Besides making sure there is connectivity redundancy, this is useful as as way to make sure things like host MPIO is also configured properly (like Round Robin instead of Fixed Path in VMware NMP). So in Purity 4.1.5 we added this to the standard CLI that all customers can use. The command is:
purehost monitor –balance
The command will report a few things:
- The host name
- The individual initiators from the host. If they are logged into more than one FlashArray port, it will be reported more than once. If an initiator is not logged in at all, it will not appear
- The port that initiator is logged into
- The number of I/Os that came into that port from that initiator over the time period sampled
- The relative percentage of I/Os for that initiator as compared to the maximum
The first four are pretty straight forward,but was does number 5 mean? The balance command will count the I/Os that came down the particular initiator during the sampled time period, and it will do that for all initiator/target relationships for that host. Which ever relationship/path has the most I/Os will be designated as 100%. The rest of the paths will be then denoted as a percentage of that number. So if the a host has two paths, and the first one has 1000 I/Os and the second has 800, the first path will be 100% and the second will be 80%. Make sense?

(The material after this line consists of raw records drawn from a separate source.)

PR #1887, opened 2024-09-16
Improving efficiency of reaction rate calcs

mgjarrett:
## What is the change?

Improve the efficiency of reaction rate calculations.

A common post-processing step for a `GlobalFluxInterface` is to compute reaction rates from the flux solution and the microscopic cross sections that exist on the reactor model. The implementation of this calculation is done in a straightforward way, but it is naive with-respect-to the typical data structure in an ARMI simulation. The efficiency for typical problems can be greatly improved by refactoring the loops so that the outermost loop is over cross section type.

Often, there are thousands of blocks in a reactor model but only a handful of unique microscopic cross section types; each set of microscopic cross sections might be shared across several hundred blocks. An outer iteration over cross section types with an inner iteration over blocks can significantly reduce the number of times a microscopic cross section set needs to be retrieved.

---

## Checklist


john-science:
Just a head's up, I know you're not done. But this seems like an SCR situation.

armi/physics/neutronics/globalFlux/globalFluxInterface.py
```diff
@@ -1313,6 +1313,82 @@ def computeDpaRate(mgFlux, dpaXs):
     return dpaPerSecond
 
 
+def calcReactionRatesBlockList(objList, keff, xsNucDict):
+    r"""
+    Compute 1-group reaction rates for the objcects in objList (usually a block).
```
keckler, line 1318:
```suggestion
    Compute 1-group reaction rates for the objects in objList (usually a block).
```

armi/physics/neutronics/globalFlux/globalFluxInterface.py
```diff
@@ -1313,6 +1313,82 @@ def computeDpaRate(mgFlux, dpaXs):
...
+
+    .. impl:: Return the reaction rates for a given ArmiObject
+        :id: I_ARMI_FLUX_RX_RATES_BY_XS_ID
+        :implements: R_ARMI_FLUX_RX_RATES
+
+        This is an alternative implementation of :need:`I_ARMI_FLUX_RX_RATES` that
+        is more efficient when computing reaction rates for a large set of blocks
+        that share a common set of microscopic cross sections.
+
+        Fore more detail on the reation rate calculations, see :need:`I_ARMI_FLUX_RX_RATES`.
```
keckler, line 1342:
```suggestion
        For more detail on the reation rate calculations, see :need:`I_ARMI_FLUX_RX_RATES`.
```

armi/physics/neutronics/globalFlux/globalFluxInterface.py
```diff
@@ -1313,6 +1313,82 @@ def computeDpaRate(mgFlux, dpaXs):
...
+        The list of objects to compute reaction rates on. Notionally this could be upgraded to be
+        any kind of ArmiObject but with params defined as they are it currently is only
+        implemented for a block.
+
+    keff : float
+        The keff of the core. This is required to get the neutron production rate correct
+        via the neutron balance statement (since nuSigF has a 1/keff term).
+
+    xsNucDict: Dict[str, XSNuclide]
+        Microscopic cross sections to use in computing the reaction rates.
```
keckler, line 1332: Can you add context to this parameter description of what the keys should be (i.e. what they _mean_ as compared to just their type)?

armi/physics/neutronics/globalFlux/globalFluxInterface.py
```diff
@@ -1313,6 +1313,82 @@ def computeDpaRate(mgFlux, dpaXs):
...
+
+        This is an alternative implementation of :need:`I_ARMI_FLUX_RX_RATES` that
+        is more efficient when computing reaction rates for a large set of blocks
+        that share a common set of microscopic cross sections.
+
+        Fore more detail on the reation rate calculations, see :need:`I_ARMI_FLUX_RX_RATES`.
+    """
+    for obj in objList:
+        rate = {}
+        for simple in RX_PARAM_NAMES:
```
keckler, line 1346: `simple`?

armi/physics/neutronics/globalFlux/globalFluxInterface.py
```diff
@@ -1313,6 +1313,82 @@ def computeDpaRate(mgFlux, dpaXs):
...
+            rate[simple] = 0.0
+
+        numberDensities = obj.getNumberDensities()
+        try:
+            mgFlux = np.array(obj.getMgFlux())
+        except TypeError:
+            continue
```
keckler, line 1353: Should we allow for this function to silently continue if an object without flux is passed in? The explicit purpose of this function is to calculate reaction rates, so passing an object without flux is just a fundamentally wrong premise.

A hard error feels appropriate to me here, unless there is a common case that I am not aware of.

armi/physics/neutronics/globalFlux/globalFluxInterface.py
```diff
@@ -1313,6 +1313,82 @@ def computeDpaRate(mgFlux, dpaXs):
...
+
+        for nucName, numberDensity in numberDensities.items():
+            if numberDensity == 0.0:
+                continue
+            nucrate = {}
```
keckler, line 1358: Suggest changing to `nucRate`

armi/physics/neutronics/globalFlux/globalFluxInterface.py
```diff
@@ -1313,6 +1313,82 @@ def computeDpaRate(mgFlux, dpaXs):
...
+            nucrate["rateProdN2n"] += 2.0 * numberDensity * mgFlux.dot(micros.n2n)
+
+            for simple in RX_PARAM_NAMES:
+                if nucrate[simple]:
+                    rate[simple] += nucrate[simple]
+
+        for paramName, val in rate.items():
+            obj.p[paramName] = val  # put in #/cm^3/s
+
+        vFuel = obj.getComponentAreaFrac(Flags.FUEL) if rate["rateFis"] > 0.0 else 1.0
```
keckler, line 1387: I understand that you copied this line from the `calcReactionRates()` function, but what the heck is going on here?

I assume `vFuel` is meant to mean "volume of fuel", but instead of calculating volume it gets the area fraction. In the case of axially-extruded blocks, _maybe_ ...sure...

But if the fission rate is 0 then we somehow want the volume of fuel to be 1.0? Huh? I do not understand what is happening here.

keckler: I guess it is just so that we don't do a `0/0` on the next line?

It seems like this little chunk of code could be more clear.

armi/reactor/converters/uniformMesh.py
```diff
@@ -1100,13 +1101,45 @@ def _mapStateFromReactorToOther(
...
+    @staticmethod
+    def _calculateReactionRatesEfficient(core, keff):
+        """
+        First, sort blocks into groups by XS type. Then, we just need to grab micros for each XS type once.
+
+        Iterate over list of blocks with the given XS type; calculate reaction rates for these blocks
+        """
+        from armi.physics.neutronics.globalFlux.globalFluxInterface import (
+            calcReactionRatesBlockList,
+        )
```
keckler, line 1127: My major question here is if it is worthwhile to have the `calcReactionRatesBlockList()` method as a part of the API. It feels quite specific to me, and I'm not sure if it is worth being public.

If we instead acknowledged the limited use cases of `calcReactionRatesBlockList()` by maybe making it private, we could clean things up in a few ways:
1. You can remove this import within a method
2. You could remove a number of `if` statements that are there to catch edge cases, which would speed things up even more
3. You could stop passing around so many arguments in function calls

My feeling is that it could just be a lot cleaner overall, and that adding `calcReactionRatesBlockList()` to the API won't benefit hardly anybody.

keckler (approved):
I think the PR probably does what you want it to do, but just added some suggestions to maybe make things more clear.

armi/physics/neutronics/globalFlux/globalFluxInterface.py
mgjarrett: This is copy/paste from `calcReactionRates`. It's very old, I have no idea where this variable name originated.

armi/physics/neutronics/globalFlux/globalFluxInterface.py
mgjarrett: This is more copy/paste:

image

Based on the comment, it seems like the thinking goes that if an object without flux is passed in, you can just skip calculating the reaction rates on that object. You don't have to crash the whole run.

armi/physics/neutronics/globalFlux/globalFluxInterface.py
mgjarrett: My guess is that somebody was just going for the minimum number of lines of code to get the algebraically correct result.

I could make it more clear with more lines. Something like this:

image

armi/reactor/converters/uniformMesh.py
mgjarrett: I can move `calcReactionRatesBlockList` to uniformMesh.py (the only place it is used) and then make it private, but I don't immediately see how that's going to help with (2) and (3). I'll push up what I have and maybe you can point out the opportunities for simplification.

armi/reactor/converters/uniformMesh.py
```diff
@@ -1100,13 +1101,45 @@ def _mapStateFromReactorToOther(
...
+        for b in core.getBlocks():
+            xsTypeGroups[b.getMicroSuffix()].append(b)
+
+        for xsID, blockList in xsTypeGroups.items():
+            nucSet = set()
+            for b in blockList:
+                nucSet.update(
+                    nuc for nuc, ndens in b.getNumberDensities().items() if ndens > 0.0
+                )
+            nucList = sorted(nucSet)
```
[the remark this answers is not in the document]
mgjarrett: Not necessary

armi/physics/neutronics/globalFlux/globalFluxInterface.py
keckler: Looks like you already did it. Great!

armi/reactor/converters/uniformMesh.py
```diff
@@ -1130,6 +1160,89 @@ def _calculateReactionRates(lib, keff, assem):
...
+
+            numberDensities = obj.getNumberDensities()
+            try:
+                mgFlux = np.array(obj.getMgFlux())
+            except TypeError:
+                continue
+
+            for nucName, numberDensity in numberDensities.items():
+                if numberDensity == 0.0:
+                    continue
```
keckler, line 1210: Instead of looping over `numberDensities` and then checking that the number density is non-zero, would it make more sense to loop over the nuclides in `xsNucDict`? You've already done work to screen out isotopes with zero number density from there, so the number of isotopes in there is less and you don't have to do any further checking for zero values.

I might be misinterpreting this, I'm finding the logic somewhat complex.

armi/reactor/converters/uniformMesh.py
```diff
@@ -1130,6 +1160,89 @@ def _calculateReactionRates(lib, keff, assem):
...
+
+        .. impl:: Return the reaction rates for a given ArmiObject
+            :id: I_ARMI_FLUX_RX_RATES_BY_XS_ID
+            :implements: R_ARMI_FLUX_RX_RATES
+
+            This is an alternative implementation of :need:`I_ARMI_FLUX_RX_RATES` that
+            is more efficient when computing reaction rates for a large set of blocks
+            that share a common set of microscopic cross sections.
+
+            For more detail on the reation rate calculations, see :need:`I_ARMI_FLUX_RX_RATES`.
```
keckler, line 1192: This `impl` tag will not be seen because this method is private... That's my fault.

I think you can use the :meta public: directive like this: https://github.com/terrapower/armi/blob/119842ef7f959b5a5e50dcd7ac85a19d693ac708/armi/materials/mixture.py#L24

armi/reactor/converters/uniformMesh.py
keckler: I made some suggestions in comments. I might be off base, but hopefully they make sense.

I also wonder if the abstraction from blocks to `objList` is worth anything. I guess maybe, I don't know. Not a big deal.

armi/reactor/converters/uniformMesh.py
mgjarrett: `xsNucDict` will have an entry for any nuclide that exists at a non-zero number density in any block` in the `blockList`.

This line is checking whether the nuclide has a nonzero density in a particular block or other object.

armi/reactor/converters/uniformMesh.py
```diff
@@ -1130,6 +1160,89 @@ def _calculateReactionRates(lib, keff, assem):
...
+        """
+        from armi.physics.neutronics.globalFlux.globalFluxInterface import (
+            RX_PARAM_NAMES,
+            RX_ABS_MICRO_LABELS,
+        )
```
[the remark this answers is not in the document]
mgjarrett: Yeah, the import isn't great here but I can't import at the top of the file because of a circular import.

We could explicitly redefine `RX_PARAM_NAMES` and `RX_ABS_MICRO_LABELS` here, but then there's a risk that those strings get changed over in `globalFluxInterface` but not here.

armi/reactor/converters/uniformMesh.py
keckler: True, maybe the check cannot be removed. But I still think that looping over the other list might make more sense, no? `xsNucDict` is shorter without loss of needed information.

keckler (approved):
With those last couple comments, make any changes if you so desire. But I am good to approve this as-is. Thank you for this work, it will be a big improvement!

armi/physics/neutronics/globalFlux/globalFluxInterface.py
mgjarrett: I don't know whether we're ever actually hitting this exception. It might be good to remove it if possible, but that could probably be a separate PR where it is also removed from the original function I copied it out of.

armi/reactor/converters/uniformMesh.py
mgjarrett: `xsNucDict` is not necessarily shorter than `obj.getNumberDensities()`. You could have a list of 500 blocks where 495 of them have 3 nuclides and 5 of them have 400 nuclides, and `xsNucDict` would have 400 nuclides. This is obviously an extreme situation that I've devised here that isn't realistic, but it's just hard to say that one of these lists is always going to be shorter than the other one.

If you refactored, it would be something like:

```
for nucName in xsNucDict:
    numberDensity = numberDensities.get(nucName, 0.0)
    if numberDensity == 0.0:
        continue
```

I think since you always have to get the dict value from `numberDensities`, it makes sense to iterate over `numberDensities.items()` instead of iterating over the keys and then doing `numberDensities.get(key, 0.0)`. In general, in a group of blocks, if _any_ of the blocks have a non-zero number density for a given `nucName`, then you'd have to iterate through that nuclide for every block and run `numberDensities.get(nucName, 0.0)` to check if that nuclide is there.

armi/reactor/converters/uniformMesh.py
```diff
@@ -1130,6 +1161,86 @@ def _calculateReactionRates(lib, keff, assem):
...
+            nuclide names (e.g., "U235") and values are the associated XSNuclide objects
+            from the cross section library, which contain the microscopic cross section
+            data for a given nuclide in the current cross section group.
+
+        .. impl:: Return the reaction rates for a given ArmiObject
+            :id: I_ARMI_FLUX_RX_RATES_BY_XS_ID
+            :implements: R_ARMI_FLUX_RX_RATES
+
+            This is an alternative implementation of :need:`I_ARMI_FLUX_RX_RATES` that
+            is more efficient when computing reaction rates for a large set of blocks
```
john-science, line 1192: This won't work.

If you put the `.. impl` tag under the `Parameters` header, the docs build won't find the `impl` tag. 

In RST, this will just look like a "tool tip" under the `xsNucDict` parameter.

The fix is to move this ABOVE the Parameters section.

john-science (approved):
Approved, barring one change.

A well balanced host should be within a few percentage points of each path. Anything more than 15% or so might be worthy of investigation.
The next question is the sample period. By default the command will make a sample period last five seconds. This can be altered by adding the –interval parameter and then applying a higher number in seconds (I wouldn’t recommend any lower than 5).
purehost monitor –balance –interval 20
If you want to keep it polling while you make changes, you can add the –repeat parameter followed by an integer to indicate how many samples you would like it to take before it ends.
purehost monitor –balance –repeat 20
You can combine both –interval and –repeat if you want. If –interval is omitted, it will be a 5 second sample. If –repeat is omitted, it will only run once.
Furthermore, you can specify to have it focus on just one host, or a set of hosts by supplying the host name (or names if you want more than one) in the command. When run without a host specified, it will report on all of your hosts.
One host:
purehost monitor –balance csg-vmw-esx2-csgvmw-local
Two hosts:
purehost monitor –balance csg-vmw-esx2-csgvmw-local csg-vmw-esx3-csgvmw-local
Interpreting the results…
Okay that’s how to run the command, so now how to use it. A good host should look like what the above two screenshots do. 100% 99% 98% etc. But what about a bad host?
I set up a quick environment. One host, two datastores and a virtual machine on each datastore running a VDBench workload. The above screenshots show the host (host3) with Round Robin configured for both volumes, so the balance looks great. Below I “accidentally” set one of those two datastores to Fixed Path instead of Round Robin. So one datastore is good (using all 4 paths) and the other one is not (using only 1).
As you can see, one path is being hit hard with ~10,000 I/Os and the others are much less than that, around 20%. This is because one workload is only using one path and the other is using all four. Seeing an imbalance like this most likely means that some device (or devices) on that host is probably improperly configured with a Path Selection Policy (PSP) of either Fixed or Most Recently Used.
The below screenshot shows a different imbalance:
Only two of the four paths are being used (well one had a few). In this case, I set the PSP to Fixed for all of the devices. But imbalance like this could also mean an HBA is bad, or a switch. So this is likely a more systemic issue than a misconfiguration of a subset of devices. Or maybe someone added a WWN listing in the host object on the FlashArray incorrectly–either a wrong one, or a typo. Remember though, if the initiator is not logged in, it will not list it in this CLI command.
Next steps…
Let me mention–this is just the START of this. We have a lot planned for this functionality and of course the entire idea of being able to detect issues on the host from information we can get on the FlashArray–not just I/O imbalance. So definitely pay attention to this space. Specifically, look for REST API support, GUI integration (we have actually made a few related changes already), application plugin integration, automated alerts etc. There is a lot of cool stuff we can do with this, and we absolutely intend to.
Look for the Part II post in a day or so on the GUI enhancements that we have already implemented.
Great info have had to fix this on my clusters.
Thanks! Glad it was useful!
Awesome post, is this capability currently exposed via REST?
Thanks
Julian
Thanks! Unfortunately the balance checker is not in it yet as far as I know. Let me ask and see what the plans are for this.